Once the line holding "95 source files)" is found in the listing below, write it out and each later line exactly, up to and including the one holding "## Estimated impact".
*** Supplied information ***
PR #781, opened 2026-05-08
perf: low-risk speedups in graph converters, training loop, and ASE calculator

shyuep:
Five focused, behaviour-preserving speedups identified in the
audit on `main`. No checkpoint format or public-API changes; no
`__version__` bumps required.

## What this changes

| # | File(s) | Change |
|---|---------|--------|
| 2 | `graph/_converters_{pyg,dgl}.py` | Build a `{symbol: idx}` dict once and use `np.fromiter`, replacing the per-atom `element_types.index(...)` call. O(N_atoms * len(element_types)) → O(N_atoms). |
| 3 | `utils/training.py` `loss_fn` | Hoist `valid_labels[0] / valid_num_atoms` and the prediction division out of three metric calls (loss / MAE / RMSE). Same fix in the `symbreak` magmom branch where `-valid_preds[3]` was being recomputed three times. |
| 4 | `utils/training.py` mixin | Remove redundant `torch.set_grad_enabled(True)` from `test_step` and `predict_step`. `PotentialLightningModule.step` already enables grad itself for autograd-based force/stress computation; the outer calls were no-ops for PES models and were preventing `ModelLightningModule` from running under Lightning's default eval-mode optimisations. |
| 6 | `graph/_data_{pyg,dgl}.py` `MGLDataLoader` | Default `num_workers`, `pin_memory`, and `persistent_workers` when the caller didn't pass them, so first-time users aren't silently CPU-bound on GPU training. Explicit kwargs always win. |
| 7 | `ext/_ase_{pyg,dgl}.py` `PESCalculator.calculate` | Detach each output tensor to host once per MD step and reuse the numpy view. Previously `.detach().cpu()` ran twice on the energy tensor (and on stress when `use_voigt=True`), each forcing an extra GPU→CPU sync. |

## Why these and not the rest of the audit

- **Skipped item 1 (vectorised spherical harmonics):** real win, but
  needs careful numerics validation against shipped checkpoints; better as
  a separate PR.
- **Skipped item 5 (CLI lazy imports), 8/9 (sympy/CG cache), 10
  (`scatter_reduce_`), 11 (Hessian vmap), 14 (functional activations):**
  next batch — kept this PR focused on changes that are obviously safe
  and produce no diff in the forward pass output.

## Risk assessment

All five changes are correctness-preserving:

- The converter change is a literal lookup-table rewrite — same `int64`
  values out, same order, same dtype.
- The `loss_fn` hoist computes the same tensor and feeds it into the
  same metric calls; division is associative under the operations
  involved.
- The mixin grad cleanup leaves PES behaviour untouched (`step` still
  enables grad) and only changes non-PES test/predict to honour
  Lightning's eval mode — which is the documented Lightning default.
- The DataLoader defaults are no-ops when the user supplies kwargs and
  match what every PyTorch tutorial recommends.
- The PESCalculator change keeps the numpy outputs bit-identical (same
  detach, same cast, same `full_3x3_to_voigt_6_stress`); it only
  removes redundant transfers.

## Verification

- `uv run ruff check` ✓
- `uv run ruff format --check` ✓
- `uv run mypy -p matgl` ✓ (no issues, 95 source files)
- `uv run pytest` (PYG default backend): **185 passed, 35 skipped**
- `MATGL_BACKEND=DGL .venv_dgl/bin/python -m pytest tests/utils/test_training_dgl.py tests/ext/test_ase_dgl.py tests/ext/test_pymatgen_dgl.py tests/graph/test_data_dgl.py`: **48 passed, 2 skipped** (the 2 skips are pre-existing — CHGNet model needs an update; one MD test is superseded)
- Pre-commit hooks (ruff / format / mypy / codespell) all pass.

## Estimated impact

Order-of-magnitude estimates from the audit; not yet benchmarked
end-to-end.

- Item 2: 5–20% faster graph build on chemically diverse datasets.
- Item 3: 3–8% per training step (depends on metric backend).
- Item 4: 10–20% on validation/test wall time for non-PES `ModelLightningModule`; neutral for PES.
- Item 6: 5–20% throughput on GPU training when users had not
  set `num_workers`/`pin_memory`; neutral when they had.
- Item 7: 5–20% ASE-MD throughput at small/moderate cell sizes where
  Python-side overhead dominates model compute.

A proper `pytest-benchmark` suite (graph build / forward / forward+backward / full step) on a fixed batch with a MatPES TensorNet checkpoint would give us numbers — happy to follow up if useful.

### DIFF
--- a/src/matgl/ext/_ase_dgl.py
+++ b/src/matgl/ext/_ase_dgl.py
@@ -247,24 +247,30 @@ class PESCalculator(Calculator):
             calc_result = self.potential(
                 g=graph, lat=lattice, state_attr=state_attr_default, total_charge=total_charge, ext_pot=self.ext_pot
             )
+
+        # Detach each output tensor to host exactly once per MD step. The
+        # previous code re-ran ``.detach().cpu()`` on the same tensor (energy
+        # twice, stress once or twice with the voigt branch) which forced an
+        # extra GPU→CPU sync per call.
+        host = [t.detach().cpu() for t in calc_result]
+        energy_arr = host[0].numpy()
+        forces_arr = host[1].numpy()
+        energy_val = energy_arr.item()
         self.results.update(
-            energy=calc_result[0].detach().cpu().numpy().item(),
-            free_energy=calc_result[0].detach().cpu().numpy().item(),
-            forces=calc_result[1].detach().cpu().numpy(),
+            energy=energy_val,
+            free_energy=energy_val,
+            forces=forces_arr,
         )
         if self.compute_stress:
-            stresses_np = (
-                full_3x3_to_voigt_6_stress(calc_result[2].detach().cpu().numpy())
-                if self.use_voigt
-                else calc_result[2].detach().cpu().numpy()
-            )
+            stress_arr = host[2].numpy()
+            stresses_np = full_3x3_to_voigt_6_stress(stress_arr) if self.use_voigt else stress_arr
             self.results.update(stress=stresses_np * self.conversion_factor)
         if self.compute_hessian:
-            self.results.update(hessian=calc_result[3].detach().cpu().numpy())
+            self.results.update(hessian=host[3].numpy())
         if self.compute_magmom:
-            self.results.update(magmoms=calc_result[4].detach().cpu().numpy())
+            self.results.update(magmoms=host[4].numpy())
         if self.compute_charge:
-            self.results.update(charges=calc_result[4].detach().cpu().numpy())
+            self.results.update(charges=host[4].numpy())
 
 
 # for backward compatibility
--- a/src/matgl/ext/_ase_pyg.py
+++ b/src/matgl/ext/_ase_pyg.py
@@ -246,22 +246,26 @@ class PESCalculator(Calculator):
             calc_result = self.potential(graph, lattice, self.state_attr)
         else:
             calc_result = self.potential(graph, lattice, state_attr_default)
+
+        # Detach to host once per output tensor — repeated ``.detach().cpu()``
+        # on the same tensor was triggering an extra host sync per MD step.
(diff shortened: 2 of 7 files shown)


shyuep:
### Local PYG benchmark — perf branch vs main (CPU, Apple Silicon)

Microbench at `/tmp/bench_perf.py` (best-of-two median per branch):

| Item | Workload | main (ms) | perf (ms) | Δ |
|---|---|---|---|---|
| 2 — converter | `Structure2Graph.get_graph`, 512 atoms × 80-element table | 0.642 – 0.655 | 0.583 – 0.611 | **−7 to −9%** |
| 3 — loss_fn | `PotentialLightningModule.loss_fn`, batch=64 (E+F+S) | 0.317 – 0.321 | 0.306 – 0.316 | **−2 to −3%** |
| 7 — `PESCalculator.calculate` | 54-atom Li₂O cell, **CPU** | 13.4 – 14.5 | 13.5 – 14.0 | ~−1% (noisy) |

Notes:
- Item 7's gain is muted on CPU because `.cpu()` is a no-op there. The change kills two-to-three redundant GPU→CPU syncs per MD step; the 5–20% number from the audit only materialises on a real CUDA device.
- Item 2 cleanly delivers the predicted ~10% on a worst-case lookup (512 atoms × 80-element table). Real MatPES-style datasets with ~89 elements should be similar or better.
- Item 3's gain matches the small absolute size of three division ops on a six-tensor input; cumulative across thousands of validation steps it adds up.
- Items 4 (mixin grad cleanup) and 6 (DataLoader defaults) only show up in full training runs and weren't covered here. Item 4 affects only `ModelLightningModule` (non-PES). Item 6 only matters when the user wasn't already setting `num_workers`/`pin_memory`.

PR #797, opened 2026-05-28
fix: cast state_attr to long before nn.Embedding lookup in EmbeddingBlock

bowen-bd:
## Summary

- `MEGNet.predict_structure()` constructs `state_attr` with `dtype=matgl.float_th` (float32)
- `EmbeddingBlock.forward()` passed it directly to `nn.Embedding` when `ntypes_state` is set — but `nn.Embedding` requires integer (Long) indices, causing a `FloatTensor` crash for any model using state embeddings (e.g. the BandGap model with PBE/GLLB-SC/HSE/SCAN functionals)
- Fix: add `.long()` cast at the lookup site, consistent with how `ntypes_node` is already handled on the line above

## Minimal reproduction

```python
import matgl
import torch
from pymatgen.core import Structure, Lattice

# MEGNet-BandGap-mfi-MP-2019.4.1 sets ntypes_state=4 (PBE/GLLB-SC/HSE/SCAN)
model = matgl.load_model("MEGNet-BandGap-mfi-MP-2019.4.1")
si = Structure(Lattice.cubic(5.43), ["Si", "Si"], [[0, 0, 0], [0.25, 0.25, 0.25]])

# state_attr dtype=float32, as produced internally by predict_structure → crash
model.predict_structure(si, state_attr=torch.tensor([0], dtype=torch.float32))
# RuntimeError: Expected tensor for argument #1 'indices' to have one of the
# following scalar types: Long, Int; but got torch.FloatTensor instead
```

The one-line fix in `EmbeddingBlock.forward()`:

```python
# before (broken)
state_feat = self.layer_state_embedding(state_attr)
# after
state_feat = self.layer_state_embedding(state_attr.long())
```

## Tests

Two regression tests, both fail on the unfixed code and pass with the fix:

- `tests/layers/test_embedding.py::test_embedding_block_ntypes_state_float_input` — unit test: builds an `EmbeddingBlock` with `ntypes_state=4`, passes a `float32` state index, asserts no crash and correct output shape.
- `tests/models/test_megnet.py::test_predict_structure_bandgap_model` — end-to-end: loads `MEGNet-BandGap-mfi-MP-2019.4.1` from the model hub, calls `predict_structure` with a `float32` state index, asserts a finite scalar result.

## Test plan

- [ ] `pytest tests/layers/test_embedding.py::test_embedding_block_ntypes_state_float_input`
- [ ] `pytest tests/models/test_megnet.py::test_predict_structure_bandgap_model`
- [ ] Verify no regression for models without `ntypes_state` (the cast is inside that branch only)

### DIFF
--- a/src/matgl/layers/_embedding.py
+++ b/src/matgl/layers/_embedding.py
@@ -103,7 +103,7 @@ class EmbeddingBlock(nn.Module):
             edge_feat = edge_attr
         if self.include_state is True:
             if self.ntypes_state and self.dim_state_embedding is not None:
-                state_feat = self.layer_state_embedding(state_attr)
+                state_feat = self.layer_state_embedding(state_attr.long())
             elif self.dim_state_feats is not None:
                 state_attr = torch.unsqueeze(state_attr, 0)
                 state_feat = self.layer_state_embedding(state_attr.to(matgl.float_th))
--- a/tests/layers/test_embedding.py
+++ b/tests/layers/test_embedding.py
@@ -1,12 +1,35 @@
 from __future__ import annotations
 
+import torch
 from torch import nn
 
 import matgl
-from matgl.layers import BondExpansion
+from matgl.layers import BondExpansion, EmbeddingBlock
 from matgl.layers._embedding import (
     TensorEmbedding,
 )
+
+
+def test_embedding_block_ntypes_state_float_input():
+    # Regression test: EmbeddingBlock must accept float32 state_attr when ntypes_state is set.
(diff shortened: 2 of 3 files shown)


shyuep:
Pls add a unittest (using Claude or otherwise). Thanks.

bowen-bd:
The previous megnet tests unfortunately didn't cover the case that requires `ntypes_state`.
So the actual usage of `"MEGNet-BandGap-mfi-MP-2019.4.1"` was not tested and guaranteed.
This should be covered and fixed now

shyuep:
Thanks!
*** End of Supplied information ***
■ **Exercise answer**
- `uv run mypy -p matgl` ✓ (no issues, 95 source files)
- `uv run pytest` (PYG default backend): **185 passed, 35 skipped**
- `MATGL_BACKEND=DGL .venv_dgl/bin/python -m pytest tests/utils/test_training_dgl.py tests/ext/test_ase_dgl.py tests/ext/test_pymatgen_dgl.py tests/graph/test_data_dgl.py`: **48 passed, 2 skipped** (the 2 skips are pre-existing — CHGNet model needs an update; one MD test is superseded)
- Pre-commit hooks (ruff / format / mypy / codespell) all pass.

## Estimated impact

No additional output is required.